[GIVEN DATA]:
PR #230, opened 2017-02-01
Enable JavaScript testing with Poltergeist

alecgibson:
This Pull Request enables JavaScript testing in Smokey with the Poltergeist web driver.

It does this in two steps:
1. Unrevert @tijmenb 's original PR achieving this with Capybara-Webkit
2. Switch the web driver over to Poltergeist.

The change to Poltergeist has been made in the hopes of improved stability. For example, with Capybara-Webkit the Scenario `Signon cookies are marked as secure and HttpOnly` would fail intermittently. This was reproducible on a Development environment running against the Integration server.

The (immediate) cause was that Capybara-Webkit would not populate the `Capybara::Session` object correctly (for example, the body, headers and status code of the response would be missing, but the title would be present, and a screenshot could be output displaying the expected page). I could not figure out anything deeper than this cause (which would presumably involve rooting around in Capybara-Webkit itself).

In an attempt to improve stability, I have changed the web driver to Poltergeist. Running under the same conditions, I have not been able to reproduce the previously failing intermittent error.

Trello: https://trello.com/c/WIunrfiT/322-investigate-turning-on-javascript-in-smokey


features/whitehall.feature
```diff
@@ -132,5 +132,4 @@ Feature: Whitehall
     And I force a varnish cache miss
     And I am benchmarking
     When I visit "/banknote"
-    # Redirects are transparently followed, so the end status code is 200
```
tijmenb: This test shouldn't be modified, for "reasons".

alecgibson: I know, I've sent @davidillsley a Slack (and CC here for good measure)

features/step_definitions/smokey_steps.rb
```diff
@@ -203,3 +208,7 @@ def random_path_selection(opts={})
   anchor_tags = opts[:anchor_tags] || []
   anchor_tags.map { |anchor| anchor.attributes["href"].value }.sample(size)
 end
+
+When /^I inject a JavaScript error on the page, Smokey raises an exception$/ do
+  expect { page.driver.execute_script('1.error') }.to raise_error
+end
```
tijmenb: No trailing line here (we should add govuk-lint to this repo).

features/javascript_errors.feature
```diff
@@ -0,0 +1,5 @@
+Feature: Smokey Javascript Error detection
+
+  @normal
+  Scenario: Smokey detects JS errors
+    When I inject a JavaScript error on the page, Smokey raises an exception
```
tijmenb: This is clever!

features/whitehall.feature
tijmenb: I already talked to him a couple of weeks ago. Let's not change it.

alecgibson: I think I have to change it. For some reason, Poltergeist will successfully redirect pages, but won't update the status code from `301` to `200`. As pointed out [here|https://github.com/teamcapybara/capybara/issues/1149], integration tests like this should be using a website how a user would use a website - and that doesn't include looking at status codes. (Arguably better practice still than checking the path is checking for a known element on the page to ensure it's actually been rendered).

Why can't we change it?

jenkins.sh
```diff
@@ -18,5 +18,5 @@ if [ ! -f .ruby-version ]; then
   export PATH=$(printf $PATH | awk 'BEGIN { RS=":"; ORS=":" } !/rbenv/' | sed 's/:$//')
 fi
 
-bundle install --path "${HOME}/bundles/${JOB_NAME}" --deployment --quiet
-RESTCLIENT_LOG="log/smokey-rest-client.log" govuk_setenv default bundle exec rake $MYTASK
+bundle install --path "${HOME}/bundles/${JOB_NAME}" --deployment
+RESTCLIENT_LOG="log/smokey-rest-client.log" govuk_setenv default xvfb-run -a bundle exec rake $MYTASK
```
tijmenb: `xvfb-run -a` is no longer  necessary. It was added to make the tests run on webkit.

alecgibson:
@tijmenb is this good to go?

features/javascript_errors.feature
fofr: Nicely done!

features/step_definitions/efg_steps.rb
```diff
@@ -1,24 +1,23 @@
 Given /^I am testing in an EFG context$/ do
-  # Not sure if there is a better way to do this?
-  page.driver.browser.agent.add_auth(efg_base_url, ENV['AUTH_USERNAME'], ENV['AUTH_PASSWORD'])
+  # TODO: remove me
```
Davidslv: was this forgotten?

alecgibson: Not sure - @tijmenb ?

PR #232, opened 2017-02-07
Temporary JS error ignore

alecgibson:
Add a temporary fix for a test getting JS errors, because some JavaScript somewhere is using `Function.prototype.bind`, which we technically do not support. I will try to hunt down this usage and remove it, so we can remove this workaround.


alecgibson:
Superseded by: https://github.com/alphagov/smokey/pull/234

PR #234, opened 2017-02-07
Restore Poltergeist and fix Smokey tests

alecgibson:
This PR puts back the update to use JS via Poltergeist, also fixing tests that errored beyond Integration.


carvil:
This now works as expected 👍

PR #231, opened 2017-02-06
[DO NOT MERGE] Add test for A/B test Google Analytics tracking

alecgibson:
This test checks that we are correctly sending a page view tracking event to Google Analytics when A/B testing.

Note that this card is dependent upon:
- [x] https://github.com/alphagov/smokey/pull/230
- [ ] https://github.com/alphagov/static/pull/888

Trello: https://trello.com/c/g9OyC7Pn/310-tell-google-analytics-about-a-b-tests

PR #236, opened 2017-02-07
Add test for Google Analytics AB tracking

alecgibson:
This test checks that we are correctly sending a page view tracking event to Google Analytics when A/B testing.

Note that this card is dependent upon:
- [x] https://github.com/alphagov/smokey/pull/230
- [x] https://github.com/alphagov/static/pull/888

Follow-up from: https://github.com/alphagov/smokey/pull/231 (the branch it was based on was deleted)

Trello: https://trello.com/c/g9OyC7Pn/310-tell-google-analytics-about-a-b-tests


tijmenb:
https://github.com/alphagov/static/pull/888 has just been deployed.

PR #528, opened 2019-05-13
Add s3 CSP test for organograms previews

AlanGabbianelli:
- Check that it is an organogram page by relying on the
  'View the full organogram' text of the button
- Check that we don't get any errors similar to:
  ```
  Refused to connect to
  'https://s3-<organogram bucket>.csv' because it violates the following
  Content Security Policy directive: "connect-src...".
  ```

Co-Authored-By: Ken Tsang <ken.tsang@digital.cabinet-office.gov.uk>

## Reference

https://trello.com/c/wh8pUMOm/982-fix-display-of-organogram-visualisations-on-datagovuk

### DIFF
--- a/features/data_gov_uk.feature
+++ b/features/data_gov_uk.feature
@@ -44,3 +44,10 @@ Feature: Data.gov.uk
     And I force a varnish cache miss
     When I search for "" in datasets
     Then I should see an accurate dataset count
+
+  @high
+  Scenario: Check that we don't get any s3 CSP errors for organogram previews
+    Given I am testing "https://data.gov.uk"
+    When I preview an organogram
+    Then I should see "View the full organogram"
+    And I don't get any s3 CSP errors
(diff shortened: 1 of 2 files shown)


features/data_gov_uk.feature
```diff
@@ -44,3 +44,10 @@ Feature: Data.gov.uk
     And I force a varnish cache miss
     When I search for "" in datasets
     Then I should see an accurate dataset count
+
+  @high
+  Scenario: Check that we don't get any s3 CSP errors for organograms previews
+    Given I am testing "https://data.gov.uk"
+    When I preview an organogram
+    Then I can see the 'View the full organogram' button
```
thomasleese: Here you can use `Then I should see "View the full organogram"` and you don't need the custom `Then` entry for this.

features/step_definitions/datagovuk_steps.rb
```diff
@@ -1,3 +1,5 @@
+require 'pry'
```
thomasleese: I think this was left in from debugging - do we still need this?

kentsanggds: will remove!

[ASSIGNED TASK]:
When you reply, retype each line exactly as it appears above.

[RESULT FOR THIS EXERCISE]:
PR #230, opened 2017-02-01
Enable JavaScript testing with Poltergeist

alecgibson:
This Pull Request enables JavaScript testing in Smokey with the Poltergeist web driver.

It does this in two steps:
1. Unrevert @tijmenb 's original PR achieving this with Capybara-Webkit
2. Switch the web driver over to Poltergeist.

The change to Poltergeist has been made in the hopes of improved stability. For example, with Capybara-Webkit the Scenario `Signon cookies are marked as secure and HttpOnly` would fail intermittently. This was reproducible on a Development environment running against the Integration server.

The (immediate) cause was that Capybara-Webkit would not populate the `Capybara::Session` object correctly (for example, the body, headers and status code of the response would be missing, but the title would be present, and a screenshot could be output displaying the expected page). I could not figure out anything deeper than this cause (which would presumably involve rooting around in Capybara-Webkit itself).

In an attempt to improve stability, I have changed the web driver to Poltergeist. Running under the same conditions, I have not been able to reproduce the previously failing intermittent error.

Trello: https://trello.com/c/WIunrfiT/322-investigate-turning-on-javascript-in-smokey


features/whitehall.feature
```diff
@@ -132,5 +132,4 @@ Feature: Whitehall
     And I force a varnish cache miss
     And I am benchmarking
     When I visit "/banknote"
-    # Redirects are transparently followed, so the end status code is 200
```
tijmenb: This test shouldn't be modified, for "reasons".

alecgibson: I know, I've sent @davidillsley a Slack (and CC here for good measure)

features/step_definitions/smokey_steps.rb
```diff
@@ -203,3 +208,7 @@ def random_path_selection(opts={})
   anchor_tags = opts[:anchor_tags] || []
   anchor_tags.map { |anchor| anchor.attributes["href"].value }.sample(size)
 end
+
+When /^I inject a JavaScript error on the page, Smokey raises an exception$/ do
+  expect { page.driver.execute_script('1.error') }.to raise_error
+end
```
tijmenb: No trailing line here (we should add govuk-lint to this repo).

features/javascript_errors.feature
```diff
@@ -0,0 +1,5 @@
+Feature: Smokey Javascript Error detection
+
+  @normal
+  Scenario: Smokey detects JS errors
+    When I inject a JavaScript error on the page, Smokey raises an exception
```
tijmenb: This is clever!

features/whitehall.feature
tijmenb: I already talked to him a couple of weeks ago. Let's not change it.

alecgibson: I think I have to change it. For some reason, Poltergeist will successfully redirect pages, but won't update the status code from `301` to `200`. As pointed out [here|https://github.com/teamcapybara/capybara/issues/1149], integration tests like this should be using a website how a user would use a website - and that doesn't include looking at status codes. (Arguably better practice still than checking the path is checking for a known element on the page to ensure it's actually been rendered).

Why can't we change it?

jenkins.sh
```diff
@@ -18,5 +18,5 @@ if [ ! -f .ruby-version ]; then
   export PATH=$(printf $PATH | awk 'BEGIN { RS=":"; ORS=":" } !/rbenv/' | sed 's/:$//')
 fi
 
-bundle install --path "${HOME}/bundles/${JOB_NAME}" --deployment --quiet
-RESTCLIENT_LOG="log/smokey-rest-client.log" govuk_setenv default bundle exec rake $MYTASK
+bundle install --path "${HOME}/bundles/${JOB_NAME}" --deployment
+RESTCLIENT_LOG="log/smokey-rest-client.log" govuk_setenv default xvfb-run -a bundle exec rake $MYTASK
```
tijmenb: `xvfb-run -a` is no longer  necessary. It was added to make the tests run on webkit.

alecgibson:
@tijmenb is this good to go?

features/javascript_errors.feature
fofr: Nicely done!

features/step_definitions/efg_steps.rb
```diff
@@ -1,24 +1,23 @@
 Given /^I am testing in an EFG context$/ do
-  # Not sure if there is a better way to do this?
-  page.driver.browser.agent.add_auth(efg_base_url, ENV['AUTH_USERNAME'], ENV['AUTH_PASSWORD'])
+  # TODO: remove me
```
Davidslv: was this forgotten?

alecgibson: Not sure - @tijmenb ?

PR #232, opened 2017-02-07
Temporary JS error ignore

alecgibson:
Add a temporary fix for a test getting JS errors, because some JavaScript somewhere is using `Function.prototype.bind`, which we technically do not support. I will try to hunt down this usage and remove it, so we can remove this workaround.


alecgibson:
Superseded by: https://github.com/alphagov/smokey/pull/234

PR #234, opened 2017-02-07
Restore Poltergeist and fix Smokey tests

alecgibson:
This PR puts back the update to use JS via Poltergeist, also fixing tests that errored beyond Integration.


carvil:
This now works as expected 👍

PR #231, opened 2017-02-06
[DO NOT MERGE] Add test for A/B test Google Analytics tracking

alecgibson:
This test checks that we are correctly sending a page view tracking event to Google Analytics when A/B testing.

Note that this card is dependent upon:
- [x] https://github.com/alphagov/smokey/pull/230
- [ ] https://github.com/alphagov/static/pull/888

Trello: https://trello.com/c/g9OyC7Pn/310-tell-google-analytics-about-a-b-tests

PR #236, opened 2017-02-07
Add test for Google Analytics AB tracking

alecgibson:
This test checks that we are correctly sending a page view tracking event to Google Analytics when A/B testing.

Note that this card is dependent upon:
- [x] https://github.com/alphagov/smokey/pull/230
- [x] https://github.com/alphagov/static/pull/888

Follow-up from: https://github.com/alphagov/smokey/pull/231 (the branch it was based on was deleted)

Trello: https://trello.com/c/g9OyC7Pn/310-tell-google-analytics-about-a-b-tests


tijmenb:
https://github.com/alphagov/static/pull/888 has just been deployed.

PR #528, opened 2019-05-13
Add s3 CSP test for organograms previews

AlanGabbianelli:
- Check that it is an organogram page by relying on the
  'View the full organogram' text of the button
- Check that we don't get any errors similar to:
  ```
  Refused to connect to
  'https://s3-<organogram bucket>.csv' because it violates the following
  Content Security Policy directive: "connect-src...".
  ```

Co-Authored-By: Ken Tsang <ken.tsang@digital.cabinet-office.gov.uk>

## Reference

https://trello.com/c/wh8pUMOm/982-fix-display-of-organogram-visualisations-on-datagovuk

### DIFF
--- a/features/data_gov_uk.feature
+++ b/features/data_gov_uk.feature
@@ -44,3 +44,10 @@ Feature: Data.gov.uk
     And I force a varnish cache miss
     When I search for "" in datasets
     Then I should see an accurate dataset count
+
+  @high
+  Scenario: Check that we don't get any s3 CSP errors for organogram previews
+    Given I am testing "https://data.gov.uk"
+    When I preview an organogram
+    Then I should see "View the full organogram"
+    And I don't get any s3 CSP errors
(diff shortened: 1 of 2 files shown)


features/data_gov_uk.feature
```diff
@@ -44,3 +44,10 @@ Feature: Data.gov.uk
     And I force a varnish cache miss
     When I search for "" in datasets
     Then I should see an accurate dataset count
+
+  @high
+  Scenario: Check that we don't get any s3 CSP errors for organograms previews
+    Given I am testing "https://data.gov.uk"
+    When I preview an organogram
+    Then I can see the 'View the full organogram' button
```
thomasleese: Here you can use `Then I should see "View the full organogram"` and you don't need the custom `Then` entry for this.

features/step_definitions/datagovuk_steps.rb
```diff
@@ -1,3 +1,5 @@
+require 'pry'
```
thomasleese: I think this was left in from debugging - do we still need this?

kentsanggds: will remove!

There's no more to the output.